%%

PR #4426, opened 2023-03-27
Use datastore maker in Observation.read

QRemy:
Attempt to re-use datastore code for Observation.read

### DIFF
--- a/gammapy/data/observations.py
+++ b/gammapy/data/observations.py
@@ -19,7 +19,7 @@ from gammapy.utils.fits import LazyFitsData, earth_location_to_dict
 from gammapy.utils.scripts import make_path
 from gammapy.utils.testing import Checker
 from gammapy.utils.time import time_ref_to_dict, time_relative_to_ref
-from .event_list import EventList, EventListChecker
+from .event_list import EventListChecker
 from .filters import ObservationFilter
 from .gti import GTI
 from .pointing import FixedPointingInfo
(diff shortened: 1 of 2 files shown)


adonath:
Thanks @QRemy! This looks basically good, except that the overall logic is a bit twisted. I'd be fine to merge this as it reduces code duplication, but I think the we should also try to improve the overall code structure.


I would need to think about it a bit more, but here are some first ideas:

- In a sense I think we should not have the `DataStoreMaker` at all
- We should introduce `Observation.read(..., lazy=True)`
    - This creates `HDULocation` objects instead and triggers the lazy loading of `Observation`.
- Then we could introduce `Observations.read(event_files, irf_files=None, lazy=True)`.
- And introduce `Observations.to_obs_table()` and `Observations.to_hdu_index_table()` (the latter would fail for in-memory observations).
- Then refactor `DataStore.from_event_files()` to rely on `Observations.read()`

Let me know what you think, I can also help with the refactoring.

QRemy:
I just tried this after @maxnoe  [comment](https://github.com/gammapy/gammapy/pull/4280#issuecomment-1483181590) to see if it is possible to not use `load_irf_dict_from_file ` and just rely on the datastore maker code, but this does not work. If I understand correctly we still need workarounds for the hdu names that do not match exactly the format.

QRemy:
Closing as it is broken but we can further discuss this issue in #4995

%%

* ACTIVITY
Go through the data and copy every line that includes "True".

* ANSWER BELOW
- We should introduce `Observation.read(..., lazy=True)`
- Then we could introduce `Observations.read(event_files, irf_files=None, lazy=True)`.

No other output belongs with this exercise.